- [Provided records]:
== Segment start ==

PR #707, opened 2015-06-23
Update code style

danrabbit:
Some adjustments based on Corentin's recommendation.

* Add rule for case statement
* update GPL header
* Change rule for braces on single lines


tintou:
Looks nice, the changes are a big step forward in code readability!

PR #715, opened 2015-06-25
Traslations checker

lewisgoddard:
https://github.com/elementary/mvp/blob/traslations-checker/backend/translations-checker.php


lewisgoddard:
I appear to have accidentally branched from #714 instead of master, so long as that is merged first it shouldn't be an issue. https://github.com/elementary/mvp/blob/traslations-checker/backend/translations-checker.php

Issue #2311, opened 2022-09-30
Allow `object.visible[] = false` for all objects (or something similar)


rafaqz:
I'm building some interfaces in GLMakie that have a few different plot windows, but largely keep the same widgets besides a few that need to change.

I can show and hide plots simply with `plot.visible[] = false`, but showing and hiding the few controls specific to each window appears to be difficult. 

My first attempt involved simply rebuilding the whole interface, but it took a few seconds, which makes the interface feel very sluggish. Just hiding plots is very snappy in comparison. The problem is buttons, sliders, toggles etc. Once they are in a `GridLayout()` it's not so easy to hide them/swap them for a different widget for a new context, keeping all of their observable connections intact.

What I propose is to extend the `visible` fields on plots to all objects - sliders, buttons and whole GridLayouts, so we can more easily control what is shown in the figure at any time. This does not need to affect the layout - they can still be accounted for in spacing, just not actually visualised. I'm not sure how easy this is to do internally.

jkrumbiegel:
This would mostly be about making `scene.visible = false` work first, as then you could easily set that on a `Block`'s container `Scene`. `GridLayout`s on the other hand are not display objects, they just control positioning, so you can't "hide" them. But one can traverse a layout's children and hide those, which is what you mean anyway I guess.

PR #2317, opened 2022-10-05
fix invisible scenes

SimonDanisch:
Fix for e.g. https://github.com/MakieOrg/Makie.jl/issues/2311


rafaqz:
This is amazing, thanks for adding it so quickly.

PR #2321, opened 2022-10-08
Rich text

jkrumbiegel:
# Description

Adds a rich text data structure which allows to plot strings with colors, subscripts, superscripts, different fonts and fontsizes specified internally. Also adds the ability to specify fonts by symbols such as `:regular` and passing a top-level dictionary that resolves these symbols.

This PR is breaking in two ways:
- Symbols are not resolved equivalently to strings anymore. This should mostly not matter because all our examples used strings and the symbol behavior was not advertised.
- Doing `Figure(..., font = xyz)` will not have the expected effect anymore, because all the `Block`s like `Axis` which previously inherited their fonts from this field do not do this anymore. Instead, they are set to `:regular` or `:bold`. The new way to change fonts should therefore be `Figure(..., fonts = (; regular = xyz, bold = abc))`. The benefit of this is obviously that you can theme more than one font category, before you would have had to change Axis3 title, Axis title, Legend title all separately if you didn't want the bold font used there.

Examples:

```julia
using Random
Random.seed!(123)

scatter(rand(100, 2),
    axis = (
        yscale = log10,
        xscale = log,
        title = rich(
            "H",
            subscript("2"),
            "O is a ",
            rich("great", font = :bold_italic, color = :dodgerblue1),
            " way to hydrate"
        )
    ),
)
```

image

Using rich superscripts also fixes the mismatching exponents because TeX Gyre Heros only had superscripts 1 to 3:

Before:

image

After:

image

## Checklist


jkrumbiegel:
I think this is at a state where it can be reviewed. The most breaking part of this PR is that `font = ...` doesn't have the effect of changing most fonts anymore (it would still change that of `text` plots I think). But I also think the mechanism to supply a dict of fonts basically and call them semantic names like `:regular` and `:bold` is much better and more themeable. I decided against supporting a boolean bold and italic flag in `rich` because choosing the font directly is just that much more precise and less "do what I mean", while setting `font = :bold` seems very convenient and clear to me as well.

ffreyer:
There should be some printing for rich text so it doesn't throw a display error (e.g. `rstr = rich("H", subscript("2"), "O")` does.)

The attribute pass-through also needs a bit more work. `rotation` seems be ignored entirely for example, and `textsize` can't be changed inside `rich`. I think it would be good if all the per-character attributes worked, just in case they become useful later.

jkrumbiegel:
Yes textsize was still missing, rotation I'm not sure about because of how it would affect text layouting.. What I did also want to add was manual kerning but I can do that later, it can be useful for mixtures of italic and normal fonts.

And yes rich should get some printing, it fails because it's an AbstractString (to fit inside the existing infrastructure) but doesn't really overload any of the methods.

src/makielayout/lineaxis.jl
```diff
@@ -575,6 +575,11 @@ function get_ticks(::Automatic, scale::Union{typeof(log10), typeof(log2), typeof
     get_ticks(LogTicks(WilkinsonTicks(5, k_min = 3)), scale, any_formatter, vmin, vmax)
 end
 
+# the hyphen which is usually used to store negative number strings
+# is shorter than the dedicated minus in most fonts, the minus glyph
+# looks more balanced with numbers, especially in superscripts or subscripts
+const MINUS_SIGN = "−"
```
SimonDanisch, line 581: I actually think the hyphen looks more pleasing in the screenshots... But not a hill to die on for me ;)

src/makielayout/lineaxis.jl
```diff
@@ -674,9 +679,13 @@ function get_ticks(m::MultiplesTicks, any_scale, ::Automatic, vmin, vmax)
     dvmax = vmax / m.multiple
     multiples = Makie.get_tickvalues(LinearTicks(m.n_ideal), dvmin, dvmax)
 
-    multiples .* m.multiple, Showoff.showoff(multiples) .* m.suffix
+    multiples .* m.multiple, showoff_minus(multiples) .* m.suffix
 end
 
+# Replaces hyphens in negative numbers with the unicode MINUS_SIGN
+function showoff_minus(x::AbstractVector)
```
SimonDanisch, line 686: Seems like quite the effort as well, especially considering that the tick code is pretty performance sensitive?
Do we memoise this somehow?

SimonDanisch:
Looks really great :) 
I guess this still needs some new reference tests...

Not sure if the minus sign change is really worth it. I think hyphen looks better and also doesn't steal as much screen estate:
hyphens-vs-minus

jkrumbiegel:
> I think hyphen looks better and also doesn't steal as much screen estate
Oh really? I thought the minus looked better (it makes sense to me because it's meant to be the character for that kind of thing), also the hyphen gets quite hard to read in the smaller exponents. Matplotlib for example also appears to use the longer minus, I just checked some example pictures. And in terms of screen real estate it's only a couple of pixels :)

src/makielayout/lineaxis.jl
jkrumbiegel: yeah this one was a rather hacky way to get it working, as I couldn't access `showoff`'s logic directly..

SimonDanisch:
As I said, it's not a hill to die on for me ;) But seeing that we need to regex replace things out of the tick strings and having less pixels in the plot just doesn't seem worth it... Maybe we can keep it for a separate PR and discuss it with a wider audience? Seems to be quite subjective after all...

jkrumbiegel:
Yeah sure we can do that in a separate one as well. Just as I said, the main motivation was that the hyphen looks kind of cramped in the superscripts.

jkrumbiegel:
Ok I removed the minus, added printing, added some more docs, ability to change fontsize and offsets, fixed rotation, added a reference test. Any other points?

Moelf:
2 cents: nobody will complain if it's a minus for `minus`, but people WILL complain why this looks weird/like shit/ etc etc if you use `hyphen`, at some point. (especially if this is carried over to other fonts, where hyphen looks very different from minus, somehow?)

jkrumbiegel:
We can try that in a separate PR with input from more users.

ffreyer:
I was thinking something like `text(rich("Test", textsize = 10:5:25))` should work. Right now it's getting ignored for me.

Also mixed constant and per-character attributes should combine cleanly. This for example throws an error for me:
```julia
scatter(rand(100, 2),
    axis = (
        yscale = log10,
        xscale = log,
        title = rich(
            "H",
            subscript("2", color = :dodgerblue1),
            "O is a ",
            rich("great", font = :bold_italic, color = [RGBf(0.2, b, 0.4) for b in 0.6:0.05:0.8],
            " way to hydrate"
        )
    ),
)
```

jkrumbiegel:
Ah yeah I actually don't like per character attributes that much, and I think the per-section logic is going to be 99% of the real use cases. Like making one word italic or red or so.

ffreyer:
`fig, ax, p = text(rich("Test", textsize = 30), textsize = 10)` also remains at 10 for me.

jkrumbiegel:
Ah that's because it's fontsize... I've talked to Simon about the overall textsize / fontsize discrepancy and we're going to go with fontsize only in the next breaking release with rich text. We've waited too long with that already but now is as good a time as any, as long as we include clear error messages it should cause no further trouble for users than doing a search and replace.

docs/examples/plotting_functions/text.md
```diff
@@ -199,3 +199,131 @@ Legend(f[1, 2], ax)
...
+f = Figure(fontsize = 30)
+Label(
+    f[1, 1],
+    rich(
+        "H", subscript("2"), "O is the formula for ",
+        rich("water", color = :cornflowerblue, font = :italic)
+    )
+)
+
+str = "A beautiful rainbow"
```
ffreyer, line 227: Maybe this should be all caps to make it easier to see the changes in font size?

jkrumbiegel: Good idea, you can change it if you want :)

asinghvi17:
Can I suggest that instead of specifying bold etc fonts directly, we allow the user to simply pass a `FontFamily` object, which could contain preresolved fonts?  This would allow people to use arbitrary styles (small caps, semibold, etc).

What I thought of was something like this:

```julia
...
font = "TeX Gyre Heros Makie"
# or
texgyre_family = FontFamily("TeX Gyre Heros Makie"; semibold = "Calibri") # for example, can set any font
...
font = texgyre_family
```

This way, one could simply specify via the x-label formatter if the font should be bold etc.

jkrumbiegel:
> Can I suggest that instead of specifying bold etc fonts directly, we allow the user to simply pass a `FontFamily` object, which could contain preresolved fonts? This would allow people to use arbitrary styles (small caps, semibold, etc).
> 
> What I thought of was something like this:
> 
> ```julia
> ...
> font = "TeX Gyre Heros Makie"
> # or
> texgyre_family = FontFamily("TeX Gyre Heros Makie"; semibold = "Calibri") # for example, can set any font
> ...
> ```

That's kind of how it works in this PR, no?

```julia
fonts = Dict(
    :regular => "Makie Regular",
    :bold => "Makie Bold",
    :semibold => "Calibri" # whatever
)

set_theme!(fonts = fonts)

text(1, 2, text = "hi", font = :semibold)
```

asinghvi17:
Hmm, that does make sense.  Basically what I wanted to make sure of was that (a) people can still set `axis.font="...."`, and that (b) the user should be able to set set `fonts = "Calibri"`, and then `axis.font = :bold` would resolve to Calibri Bold automatically, i.e., the user should deal in font families, not fonts - which is what most layman users would think in.  One doesn't set the font to "Calibri Bold" in Word, after all :D

For (a) it looks like you can already do this, but (b) would basically just require an easier way to set the font family.  One way we could do this is by somehow auto-converting when a String is given to `fonts`, into a similar dictionary...MakieSlides had some utilities for this as I recall.  Have to step away for a bit but will post where that is later, it's basically just searching through FreeType for a bold, italic, etc version of the font.

jkrumbiegel:
> One doesn't set the font to "Calibri Bold" in Word, after all

I personally really dislike choosing fonts not by name but by abstract attributes. I know that there are some fonts that only have the regular, italic, bold, bold italic combination, but I tend to want to use fonts that have like 30 variants. That's why I wanted to make it easy to pick exactly the fonts you want (by name) and not make it convenient to do something that is often correct but bites you in all other cases. That's matplotlib's system to me, for example. I once dove down all the way into their font handling code just to understand why my font theme didn't resolve correctly, and it was all heuristics about font weights and stuff. The family plus style name is actually really easy to do find out and use in my opinion, so I stuck with that in Makie.

asinghvi17:
So I was looking into this, and ended up diving a bit into Fontconfig/Freetype interaction.  Ended up writing a basic integration which allows us to use Fontconfig.  Will make that a PR to this one in the next couple of days.

Good news: figured out how to use Fontconfig with Makie, meaning that we can use that as a somewhat better search engine...

This raises another edge case which should be solved before this gets merged - how should we handle font names?  Some fonts have them labelled as oblique, instead of italic, which is fair enough but liable to get users confused.  Additionally, most style names in fonts come with spaces - meaning that we would either have to force the users to use the exact syntax of the font, or create some sort of lookup engine for the most common ones (possibly both!)

P.S. With this, we can actually use single-file fonts with multiple faces!  If you tried "Helvetica Bold" as a font now, it wouldn't work, since we currently have no way of distinguishing between multiple fonts in a single file in Makie.

jkrumbiegel:
I did already think a lot about these problems years back when I rewrote the font finding in FreeTypeAbstraction, maybe have a look at the closed PRs there, there might still be bits of discussion. Anyway, I settled on using font names with a shortest match policy, and that seems to have worked well so far. I wouldn't want you to spend tons of time on getting fontconfig to work if that doesn't clearly improve on a problem we currently have. And so far I haven't seen that problem, so if you want to go forward, probably best to collect problematic use cases first and present them here for further discussion :)

asinghvi17:
Well, the problem as I see it is the following:

`to_font("Helvetica Bold")` returns `FTFont (family = Helvetica, style = Medium)`, which is not what was requested - and on assigning this font, there's no change in the plot.  This is despite the fact that there is a bold font in the ttf file, but the font-finding algorithm we have now cannot find it, since it can only access the 0th index of the file.

Similar things apply to basically any font which a user downloads as a single file, which is somewhat prevalent on common font sites.

I just put up #2400 which implements this interface - after looking at the Fontconfig docs, it was surprisingly easy.  Do give it a look!

SimonDanisch (approved):
Really great to have this!! :) 
From what I can tell, this is not breaking, right?
If it is, we should tag current master as a patch/bugfix release first.
Apart from this, I think this is ready to be merged! 
We should not forget to add the new refimage, though!

jkrumbiegel:
The description notes two ways in which the PR is breaking, so it should go into a minor release. I was thinking to bundle it with the  fontsize refactor.

stevengj:
It would be nice to open a separate PR that contains the hyphen/minus change, as suggested above.

[Matplotlib does this](https://matplotlib.org/stable/gallery/text_labels_and_annotations/unicode_minus.html), and it seems like all professional typesetting (e.g. LaTeX) uses a different (wider) glyph for the minus sign than for a hyphen.   It's quite painful to ask users to do this manually.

== Segment end ==

- [Problem]:
From the listing above, copy all lines holding the word "reference".

- [Your response]:
I guess this still needs some new reference tests...
Ok I removed the minus, added printing, added some more docs, ability to change fontsize and offsets, fixed rotation, added a reference test. Any other points?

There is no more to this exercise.